# Bird watching



## Goldfynche (May 13, 2016)

I have always been an avid bird watcher ever since my pre teens. So far since moving to Scotland, I have seen four species that I never ever saw in England and heard a fifth. Also saw my first red squirrels after moving up here.

Any other serious twitchers, or even back garden watchers?


----------



## Guitarist (May 13, 2016)

I heard a cuckoo once in the Cotswolds.  

My favorite birds here are rufus-sided towhees and brown thrashers and bluebirds. I am not a serious bird watcher but I do miss my binoculars.  I enjoy watching shore and other water birds when I have the opportunity, and I love crows.  

What Scottish birds have you seen and heard?


----------



## Goldfynche (May 13, 2016)

Guitarist said:


> What Scottish birds have you seen and heard?



Ive seen two ducks. Goosander and Goldeneye. A Dipper and best of all a Waxwing. And so far, I've only heard a couple of Wood Warblers.


----------



## Guitarist (May 13, 2016)

We have Cedar Waxwings here.  







One winter our holly hedge was FULL of them!

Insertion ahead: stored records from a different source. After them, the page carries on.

PR #2699, opened 2017-07-31
Integrate dask masked array support (just code changes, no tests fix)

lbdreyer:
This is pointing at the `dask_mask_array` feature branch.

This contains just the code changes that I think require to be done to integrate the dask masked array support into Iris.

This will obviously break a bunch of tests but we can address that later.

### DIFF
--- a/lib/iris/_lazy_data.py
+++ b/lib/iris/_lazy_data.py
@@ -94,13 +94,12 @@ def as_lazy_data(data, chunks=_MAX_CHUNK_SIZE):
 
     """
     if not is_lazy_data(data):
-        if ma.isMaskedArray(data):
-            data = array_masked_to_nans(data)
-        data = da.from_array(data, chunks=chunks)
+        asarray = not ma.isMaskedArray(data)
+        data = da.from_array(data, chunks=chunks, asarray=asarray)
     return data
 
 
-def as_concrete_data(data, **kwargs):
+def as_concrete_data(data):
     """
     Return the actual content of a lazy array, as a numpy array.
     If the input data is a NumPy `ndarray` or masked array, return it
@@ -108,16 +107,10 @@ def as_concrete_data(data, **kwargs):
 
     If the input data is lazy, return the realised result.
 
-    Where lazy data contains NaNs these are translated by filling or converting
-    to masked data, using the :func:`~iris._lazy_data.convert_nans_array`
-    function.
-
     Args:
 
     * data:
         A dask array, NumPy `ndarray` or masked array
-
-    Kwargs are passed through to :func:`~iris._lazy_data.convert_nans_array`.
 
     Returns:
         A NumPy `ndarray` or masked array.
@@ -129,51 +122,8 @@ def as_concrete_data(data, **kwargs):
         # rather than a numpy.ndarray object.
         # Recorded in https://github.com/dask/dask/issues/2111.
         data = np.asanyarray(data.compute())
-        # Convert any missing data as requested.
-        data = convert_nans_array(data, **kwargs)
 
     return data
-
-
-def nan_array_type(dtype):
-    return np.dtype('f8') if dtype.kind in 'biu' else dtype
-
-
-def array_masked_to_nans(array):
-    """
-    Convert a masked array to a NumPy `ndarray` filled with NaN values. Input
-    NumPy arrays with no mask are returned unchanged.
-    This is used for dask integration, as dask does not support masked arrays.
-
-    Args:
-
-    * array:
-        A NumPy `ndarray` or masked array.
-
-    Returns:
-        A NumPy `ndarray`. This is the input array if unmasked, or an array
-        of floating-point values with NaN values where the mask was `True` if
-        the input array is masked.
-
-    .. note::
-        The fill value and mask of the input masked array will be lost.
-
-    .. note::
-        Integer masked arrays are cast to 8-byte floats because NaN is a
-        floating-point value.
-
-    """
-    if not ma.isMaskedArray(array):
-        result = array
-    else:
-        if ma.is_masked(array):
-            mask = array.mask
-            new_dtype = nan_array_type(array.data.dtype)
-            result = array.data.astype(new_dtype)
-            result[mask] = np.nan
-        else:
-            result = array.data
-    return result
 
 
 def multidim_lazy_stack(stack):
@@ -202,70 +152,3 @@ def multidim_lazy_stack(stack):
         result = da.stack([multidim_lazy_stack(subarray)
                            for subarray in stack])
     return result
-
-
-def convert_nans_array(array, nans_replacement=None, result_dtype=None):
-    """
-    Convert a :class:`~numpy.ndarray` that may contain one or more NaN values
-    to either a :class:`~numpy.ma.core.MaskedArray` or a
-    :class:`~numpy.ndarray` with the NaN values filled.
-
-    Args:
-
-    * array:
-        The :class:`~numpy.ndarray` to be converted.
-
-    Kwargs:
-
-    * nans_replacement:
-        If `nans_replacement` is None, then raise an exception if the `array`
-        contains any NaN values (default behaviour).
-        If `nans_replacement` is `numpy.ma.masked`, then convert the `array`
-        to a :class:`~numpy.ma.core.MaskedArray`.
-        Otherwise, use the specified `nans_replacement` value as the `array`
-        fill value.
-
-    * result_dtype:
-        Cast the resultant array to this target :class:`~numpy.dtype`.
-
-    Returns:
-        An :class:`numpy.ndarray`.
-
-    .. note::
-        An input array that is either a :class:`~numpy.ma.core.MaskedArray`
-        or has an integral dtype will be returned unaltered.
-
-    .. note::
-        In some cases, the input array is modified in-place.
-
-    """
-    if not ma.isMaskedArray(array) and array.dtype.kind == 'f':
-        # First, calculate the mask.
-        mask = np.isnan(array)
-        # Now, cast the dtype, if required.
-        if result_dtype is not None:
-            result_dtype = np.dtype(result_dtype)
-            if array.dtype != result_dtype:
-                array = array.astype(result_dtype)
-        # Finally, mask or fill the data, as required or raise an exception
-        # if we detect there are NaNs present and we didn't expect any.
-        if np.any(mask):
-            if nans_replacement is None:
-                emsg = 'Array contains unexpected NaNs.'
-                raise ValueError(emsg)
-            elif nans_replacement is ma.masked:
-                # Mask the array with the default fill_value.
-                array = ma.masked_array(array, mask=mask)
-            else:
-                # Check the fill value is appropriate for the
-                # result array dtype.
-                try:
-                    [fill_value] = np.asarray([nans_replacement],
-                                              dtype=array.dtype)
-                except OverflowError:
-                    emsg = 'Fill value of {!r} invalid for array result {!r}.'
-                    raise ValueError(emsg.format(nans_replacement,
-                                                 array.dtype))
-                # Fill the array.
-                array[mask] = fill_value
-    return array
--- a/lib/iris/_merge.py
+++ b/lib/iris/_merge.py
@@ -315,7 +315,7 @@ class _CoordSignature(namedtuple('CoordSignature',
 
 class _CubeSignature(namedtuple('CubeSignature',
                                 ['defn', 'data_shape', 'data_type',
-                                 'fill_value', 'cell_measures_and_dims'])):
+                                 'cell_measures_and_dims'])):
     """
     Criterion for identifying a specific type of :class:`iris.cube.Cube`
     based on its metadata.
@@ -330,9 +330,6 @@ class _CubeSignature(namedtuple('CubeSignature',
 
     * data_type:
         The data payload :class:`numpy.dtype` of a :class:`iris.cube.Cube`.
-
-    * fill_value:
-        The fill-value for the data payload of a :class:`iris.cube.Cube`.
 
     * cell_measures_and_dims:
         A list of cell_measures and dims for the cube.
@@ -1241,9 +1238,7 @@ class ProtoCube(object):
                 # All inputs were concrete, so turn the result back into a
                 # normal array.
                 dtype = self._cube_signature.data_type
-                merged_data = as_concrete_data(merged_data,
-                                               nans_replacement=ma.masked,
-                                               result_dtype=dtype)
+                merged_data = as_concrete_data(merged_data)
                 # Unmask the array if it has no masked points.
                 if (ma.isMaskedArray(merged_data) and
                         not ma.is_masked(merged_data)):
@@ -1283,14 +1278,6 @@ class ProtoCube(object):
         other = self._build_signature(cube)
         match = cube_signature.match(other, error_on_mismatch)
         if match:
-            # Determine whether the fill value requires to be demoted
-            # to the default value.
-            if cube_signature.fill_value is not None:
-                if cube_signature.fill_value != other.fill_value:
-                    # Demote the fill value to the default.
-                    signature = self._build_signature(self._source,
-                                                      default_fill_value=True)
-                    self._cube_signature = signature
             coord_payload = self._extract_coord_payload(cube)
             match = coord_payload.match_signature(self._coord_signature,
                                                   error_on_mismatch)
@@ -1504,8 +1491,6 @@ class ProtoCube(object):
                               dim_coords_and_dims=dim_coords_and_dims,
                               aux_coords_and_dims=aux_coords_and_dims,
                               cell_measures_and_dims=cms_and_dims,
-                              fill_value=signature.fill_value,
-                              dtype=signature.data_type,
                               **kwargs)
 
         # Add on any aux coord factories.
@@ -1611,7 +1596,7 @@ class ProtoCube(object):
                               self._vector_aux_coords_dims):
             aux_coords_and_dims.append(_CoordAndDims(item.coord, dims))
 
-    def _build_signature(self, cube, default_fill_value=False):
+    def _build_signature(self, cube):
         """
         Generate the signature that defines this cube.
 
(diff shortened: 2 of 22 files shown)


lbdreyer:
I'm pretty happy with the handling of fill value:

```
>>> x = ma.masked_array([1,2,3,4], mask=[0,1,0,0], fill_value=10)
>>> dx = da.from_array(x, chunks=(2,), asarray=False)
>>> cdx = dx.compute()
>>> print cdx.fill_value
10
```

Combining two daskified masked arrays was interesting though:
```
>>> x = ma.masked_array([1,2,3,4], mask=[0,1,0,0], fill_value=15)
>>> y = ma.masked_array([1,2,3,4], mask=[0,1,0,0], fill_value=32, dtype=np.float64)
>>> dx = da.from_array(x, chunks=(2,), asarray=False)
>>> dy = da.from_array(y, chunks=(2,), asarray=False)
>>> dxy = dx * dy
>>> cdxy = dxy.compute()
>>> print cdxy.fill_value
15.0
```

lib/iris/_lazy_data.py
```diff
@@ -94,31 +94,26 @@ def as_lazy_data(data, chunks=_MAX_CHUNK_SIZE):
 
     """
     if not is_lazy_data(data):
+        asarray = True
         if ma.isMaskedArray(data):
-            data = array_masked_to_nans(data)
-        data = da.from_array(data, chunks=chunks)
+            asarray = False
+        data = da.from_array(data, chunks=chunks, asarray=asarray)
```
bjlittle: @lbdreyer This change could be simply reduced to:
```python
asarray = not ma.isMaskedArray(data)
data = da.from_array(data, chunks=chunks, asarray=asarray)
```

bjlittle:
@lbdreyer Just noticed that we should be purging the use of the following `_lazy_data` functions:
- [ ] `nan_array_type`
    - [ ] `fileformats/netcdf.py` - imported but not used
    - [ ] `_lazy_data.py` - definition
- [ ] `array_masked_to_nans`
    - [ ] `fileformats/grib/message.py` - imported but not used
    - [ ] `fileformats/netcdf.py` - I don't think that we should be using this here
    - [ ] `fileformats/pp.py` - imported but not used
    - [ ] `_lazy_data.py` - definition
- [ ] `convert_nans_array`
    - [ ] `fileformats/grib/__init__.py` - revert usage back to 1.13 ?
    - [ ] `fileformats/netcdf.py` - imported by not used
    - [ ] `tests/unit/lazy_data/test_as_concrete_data.py` - we can nuke these tests
    - [ ] `tests/unit/lazy_data/test_convert_nans_array.py` - we can remove all these tests
    - [ ] `_lazy_data.py` - definition

bjlittle:
@lbdreyer We should remove the `DataManager.replace` method and associated `Cube.replace` method, and retrospectively use `datamanager.data = data` and `cube.data = data` instead ...
- [ ] `analysis/__init__.py`, line 566
- [ ] `cube.py`, lines 2912-2922
- [ ] `tests/test_analysis.py`, lines 132, 138, 147
- [ ] `tests/test_basic_maths.py`, line 42
- [ ] `tests/test_cdm.py`, line 1033, line 1039
- [ ] `tests/test_concatenate.py`, line 521, line 542
- [ ] `tests/test_interpolation.py`, line 46
- [ ] `tests/unit/analysis/regrid/test_RectilinearRegridder.py`, line 1266
- [ ] `tests/unit/cube/test_Cube.py`, assorted lines
- [ ] `tests/unit/fileformats/pp/test_as_pairs.py`, line 54
- [ ] `tests/unit/data_manager/test_DataManager.py`, assorted lines
- [ ] `_data_manager.py`, line 193, line 374

lib/iris/_merge.py
```diff
@@ -1620,22 +1605,14 @@ def _build_signature(self, cube, default_fill_value=False):
...
 
         """
-        fill_value = cube.fill_value
-        if default_fill_value:
-            fill_value = None
-        return _CubeSignature(cube.metadata, cube.shape, cube.dtype,
-                              fill_value, cube._cell_measures_and_dims)
+
+        return _CubeSignature(cube.metadata, cube.shape,
+                              cube.lazy_data().dtype,
```
bjlittle: @lbdreyer This should just be `cube.dtype` right? ...

lib/iris/coords.py
```diff
@@ -1866,12 +1866,7 @@ def data(self, data):
             raise ValueError('The data payload of a CellMeasure may not be '
                              'None; it must be a numpy array or equivalent.')
         if is_lazy_data(data) and data.dtype.kind in 'biu':
-            # Disallow lazy integral data, as it will cause problems with dask
-            # if it turns out to contain any masked points.
             # Non-floating cell measures are not valid up to CF v1.7 anyway,
```
bjlittle: @lbdreyer Minor, but you can remove the ` anyway,` from the end of this comment.

lib/iris/cube.py
```diff
@@ -1587,28 +1577,7 @@ def dtype(self):
...
-            Thus, many operations that change cube data will also set
-            ``fill_value`` to ``None``.
-
-        """
-        return self._data_manager.fill_value
-
-    @fill_value.setter
-    def fill_value(self, fill_value):
-        self._data_manager.fill_value = fill_value
+        return self._data_manager.core_data().dtype
```
bjlittle: @lbdreyer Isn't this just `self._data_manager.dtype` still? Why the need to go through the `core_data` function?

lib/iris/cube.py
```diff
@@ -1587,28 +1577,7 @@ def dtype(self):
...
-            Ideally, this value will not occur anywhere in the cube data.
-            Thus, many operations that change cube data will also set
-            ``fill_value`` to ``None``.
-
-        """
-        return self._data_manager.fill_value
-
-    @fill_value.setter
-    def fill_value(self, fill_value):
-        self._data_manager.fill_value = fill_value
```
bjlittle: @lbdreyer Yup, nice.

There's no point in even having a `fill_value` getter convenience, as it's not possible to get a lazy `fill_value` or indeed track whether the lazy array is an ndarray or masked without realising it (please tell me otherwise).

lib/iris/cube.py
```diff
@@ -2821,8 +2785,6 @@ def _xml_element(self, doc, checksum=False, order=True, byteorder=True):
         if self.var_name:
             cube_xml_element.setAttribute('var_name', self.var_name)
         cube_xml_element.setAttribute('units', str(self.units))
-        if self.fill_value is not None:
-            cube_xml_element.setAttribute('fill_value', str(self.fill_value))
```
bjlittle: Oh boy! CML carnage 😱

lib/iris/cube.py
lbdreyer: Addressed in the most recent commit

lib/iris/coords.py
lbdreyer: Addressed in the most recent commit

lib/iris/_merge.py
lbdreyer: Addressed in the most recent commit

bjlittle:
@lbdreyer Just missed one case of `replace` on `line 194` in `_data_manager.py`

lib/iris/cube.py
```diff
@@ -2939,40 +2901,15 @@ def _order(array):
             if order and ma.isMaskedArray(data):
                 data_xml_element.setAttribute('mask_order',
                                               _order(data.mask))
-        else:
-            dtype = self.lazy_data().dtype
-        data_xml_element.setAttribute('dtype', dtype.name)
+            else:
+                dtype = self.lazy_data().dtype
+            data_xml_element.setAttribute('dtype', dtype.name)
```
bjlittle: @lbdreyer I think you need to back this tab change out. 

Referring back to v1.13 the `else` on `line 2904` aligns with the `if` on `line2879`, and **not** the `if` on `line 2901`.

The previous logic makes sense, in that the `dtype` xml attribute is always set, and for non-lazy data extra xml metadata is set for the concrete data payload.

lib/iris/etc/pp_save_rules.txt
```diff
@@ -761,14 +761,14 @@ THEN
 
 #MDI
 IF
-    cm.fill_value is not None
+    isinstance(cm.data, ma.core.MaskedArray)
```
bjlittle: @lbdreyer Replace this with `ma.isMaskedArray(cm.data)` ? But this forces the loading of the data.

Slightly confusing is that for both of these PP save rule, in v1.13, there should be no change here. I don't quite understand that (at the moment) as there is no `fill_value` attribute on a `cm` (cube) ... so how did these save rule work in v1.13 ...

lib/iris/etc/pp_save_rules.txt
```diff
@@ -761,14 +761,14 @@ THEN
...
 THEN
-    pp.bmdi = cm.fill_value
+    pp.bmdi = cm.data.fill_value
 
 IF
-    cm.fill_value is None
+    not isinstance(cm.data, ma.core.MaskedArray)
 THEN
-    pp.bmdi = -1e30
+pp.bmdi = -1e30
```
bjlittle: You've lost the spacing indent ...

lib/iris/fileformats/grib/__init__.py
```diff
@@ -178,14 +177,11 @@ def __init__(self, grib_message, grib_fh=None):
             # The byte offset requires to be reset back to the first byte
             # of this message. The file pointer offset is always at the end
             # of the current message due to the grib-api reading the message.
-            proxy = GribDataProxy(shape, self.realised_dtype, grib_fh.name,
+            proxy = GribDataProxy(shape, np.array([0.]).dtype, grib_fh.name,
                                   offset - message_length)
             self._data = as_lazy_data(proxy)
         else:
             values_array = _message_values(grib_message, shape)
```
bjlittle: @lbdreyer Nothing is assigned back to `self.data` ?

lib/iris/fileformats/grib/__init__.py
```diff
@@ -692,6 +688,10 @@ def _message_values(grib_message, shape):
     data = gribapi.grib_get_double_array(grib_message, 'values')
     data = data.reshape(shape)
 
+    # Handle missing values in a sensible way.
+    mask = np.isnan(data)
+    if mask.any():
+        data = ma.array(data, mask=mask, fill_value=np.nan)
```
bjlittle: @lbdreyer Just confirming my understanding ... so this is change is making up for the removal of `convert_nans_array` to convert an array containing nans to a masked array, got it ... but you're explicitly setting the `fill_value` to be nan, which we didn't ever do before. Why so?

Also, this function `_message_values` is called from the `GribWrapper.__init__`, but also the `GribDataProxy.__getitem__` ... which is interesting as the GribDataProxy didn't ever then apply `convert_nans_array` ...

lib/iris/fileformats/grib/_save_rules.py
```diff
@@ -1160,17 +1160,20 @@ def product_definition_section(cube, grib):
 def data_section(cube, grib):
     # Masked data?
     if ma.isMaskedArray(cube.data):
-        fill_value = cube.fill_value
-        if fill_value is None or np.isnan(cube.fill_value):
+        if not np.isnan(cube.data.fill_value):
```
bjlittle: @lbdreyer Okay ... I think I see the connective tissue now. So is this the reason for setting the `fill_value` to nan in `_message_values` when a GRIB message has nan values in it's message data payload in order to control auto-selecting an appropriate `fill_value`?

lib/iris/fileformats/grib/message.py
```diff
@@ -272,7 +266,8 @@ def __getitem__(self, keys):
 
     def __repr__(self):
         msg = '<{self.__class__.__name__} shape={self.shape} ' \
-              'dtype={self.dtype!r} recreate_raw={self.recreate_raw!r} '
+              'dtype={self.dtype!r} fill_value={self.fill_value!r} ' \
```
bjlittle: @lbdreyer There is no `fill_value` ...

lib/iris/fileformats/grib/message.py
```diff
@@ -258,10 +253,9 @@ def __getitem__(self, keys):
                 # Only the non-masked values are included in codedValues.
                 _data = np.empty(shape=bitmap.shape)
                 _data[bitmap.astype(bool)] = data
-                # Use nan where input = 1, the opposite of the behaviour
-                # specified by the GRIB spec.
-                _data[np.logical_not(bitmap.astype(bool))] = np.nan
-                data = _data
+                # `ma.masked_array` masks where input = 1, the opposite of
+                # the behaviour specified by the GRIB spec.
+                data = ma.masked_array(_data, mask=np.logical_not(bitmap))
```
bjlittle: @lbdreyer So the deal is that `_DataProxy` will return a data payload that is masked, right? Rather than an array that is nan filled ... that might have testing fall-out, I guess.

That aside, shouldn't this be ...
```python
data = ma.masked_array(_data, mask=np.logical_not(bitmap.astype(bool)), fill_value=np.nan)
```
This would align with the strategy for auto-selecting the `fill_value` on save, right?

... Only problem is that using `fill_value=np.nan` means that the `dtype` of all GRIB data must be `float`, otherwise it's not possible to set `np.nan` as a `fill_value` for non-`float` data ...

lib/iris/fileformats/netcdf.py
```diff
@@ -510,11 +502,10 @@ def _load_cube(engine, cf, cf_var, filename):
     # Create cube with deferred data, but no metadata
     fill_value = getattr(cf_var.cf_data, '_FillValue', None)
 
-    dtype = nan_array_type(dummy_data.dtype)
-    proxy = NetCDFDataProxy(cf_var.shape, dtype,
+    proxy = NetCDFDataProxy(cf_var.shape, dummy_data.dtype,
```
bjlittle: @lbdreyer Calculation of the `fill_value` on `line 503` has the default value of `None`.

In v1.12 and v1.13 it is `netCDF4.default_fillvals[cf_var.dtype.str[1:]]` ... I think that this default behaviour should be reinstated.

lbdreyer:
We have agreed to keep this PR to just code changes so I am going to back out all the test fixes.

I am hoping to keep this PR to just code changes, and then when it gets merged, squash it to a single commit, so in the commit history there will be a single commit with the code changes and then subsequent commits with fixes to the tests that fall out from the code changes.

lib/iris/fileformats/netcdf.py
```diff
@@ -1958,7 +1949,11 @@ def set_packing_ncattrs(cfvar):
             # Explicitly assign the fill_value, which will be the type default
             # in the case of an unmasked array.
             if packing is None:
-                fill_value = cube.fill_value
+                if hasattr(cube.lazy_data(), 'fill_value'):
+                    fill_value = cube.lazy_data().fill_value
+                else:
+                    fill_value = None
+
```
bjlittle: @lbdreyer We can't get the `fill_value` if the data is lazy, so that changes the logic here some what ...

For lines 1951-1957, I propose the following:
```python
if packing is None:
    fill_value = None
    if not cube.has_lazy_data() and ma.isMaskedArray(cube.data):
        fill_value = cube.data.fill_value
    dtype = cube.dtype.newbyteorder('=')
```

lib/iris/fileformats/netcdf.py
```diff
@@ -1967,12 +1962,8 @@ def set_packing_ncattrs(cfvar):
...
             set_packing_ncattrs(cf_var)
 
-            # Now stream the cube data payload straight to the netCDF
-            # data variable within the netCDF file, where any NaN values
-            # are replaced with the specified cube fill_value.
-            data = da.map_blocks(convert_nans_array, cube.lazy_data(),
-                                 nans_replacement=cube.fill_value,
-                                 result_dtype=cube.dtype)
+            data = cube.lazy_data()
+
```
bjlittle: @lbdreyer We could tidy this now into a simple one liner (if you agree):
```python
da.store([cube.lazy_data()], [cf_var])
```

bjlittle: @lbdreyer We could tidy this now into a simple one liner (if you agree):
```python
da.store([cube.lazy_data()], [cf_var])
```

lib/iris/etc/pp_save_rules.txt
lbdreyer: It looks like @pp-mo added a `cube.fill_value` in #2452 

So this change will undo the benefit we got from that PR

bjlittle: @lbdreyer I believe that PR pretty much got removed as a result of the merge back of the original dask feature branch into master

lib/iris/fileformats/netcdf.py
lbdreyer: Agreed, a couple of tests were complaining about this

lib/iris/fileformats/netcdf.py
lbdreyer: Iris 1.13 has
```
            if packing is None:
                fill_value = cube.lazy_data().fill_value
                dtype = cube.lazy_data().dtype.newbyteorder('=')
```
Does that mean we could get the `fill_value` from cube.lazy_data() when we were still using biggus?

lbdreyer: I am concerned that in the example where we have lazy masked data, we aren't setting the fill_value as it would just be None. I am not sure what the fall out of this would be

lib/iris/fileformats/netcdf.py
bjlittle: Hoo-rah for test coverage. Win!

lib/iris/fileformats/netcdf.py
bjlittle: Yeah, that's behaviour that we just can't avoid, and it's concerning. If we're saving lazy masked data, then the fill-value is lost. Not good.

We could do a work around though ... we know that we can only get the fill-value from concrete or non-lazy masked data, so in the lazy masked case, we could slice the lazy data down to 1 data item, then compute it, then get the fill-value. That works, and it's similar to a trick we've used in netcdf to calculate the derived dtype from data that requires a scale + offset calculation.

As you mentioned, we could also apply this approach to PP to ensure that we don't lose the goodness of @pp-mo's #2452.

@lbdreyer How does that sound?

bjlittle: @lbdreyer Actually, we need to be slightly cautious how we do this ...
```python
>>> m = ma.masked_array([0,1,2,3], mask=[0,0,0,1], fill_value=123)
>>> dm = da.from_array(m, chunks=(1,), asarray=False)
>>> dm[0].compute()
0
>>> dm[-1].compute()
masked
>>> dm[:1].compute()
masked_array(data = [0],
             mask = [False],
       fill_value = 123)
```
The last example of slicing with `[:1]` gives us back a masked array with the fill-value, which is what we need

lbdreyer: See issues raised #2703 and #2704

lib/iris/etc/pp_save_rules.txt
lbdreyer: See issues raise #2704 to address this

lib/iris/etc/pp_save_rules.txt
```diff
@@ -761,14 +761,14 @@ THEN
 
 #MDI
 IF
-    isinstance(cm.data, ma.core.MaskedArray)
+    ma.isMasked(cm.data)
```
lbdreyer: Argh this should be `isMaskedArray` !
Hang on putting up a new commit

lbdreyer:
@bjlittle  I have now addressed all your comments (except for the fill_value at saving to pp and netcdf time which we have #2703 and #2704 to address)

bjlittle:
@lbdreyer Okay, I'll take a final look through the updates ...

rufus-sided towhees -- male and female






 brown thrasher              
	

	
	
		
		

		
		
	


	




 male bluebird


----------



## Goldfynche (May 13, 2016)

Yes. They look almost identical to ours which as you probably know, fly over from Scandinavia to over winter here.


----------



## Guitarist (May 13, 2016)

I didn't know that before.  Cool!  

I like these guys too:


----------



## Goldfynche (May 13, 2016)

Some of my visitors. Although the Heron was in Regent's Park in London.


----------



## SeaBreeze (May 13, 2016)

Very nice bird photos guys!  I love to watch birds and all wildlife.  Here's some pics I took of birds at the park and on vacation, the hawk was in my yard.



















Red-Tailed Hawk







Loggerhead Shrike


----------



## Goldfynche (May 13, 2016)

Yes indeed! Beautiful pictures. Funny how they look familiar but are a different species. I guess some of them are distant cousins.


----------



## Ameriscot (May 13, 2016)

American robins are much bigger than the ones we get in Scotland.  In our area we've got seagulls, ducks, blue tits, chaffinches, cuckoo, owls, woodpeckers, oyster catchers.  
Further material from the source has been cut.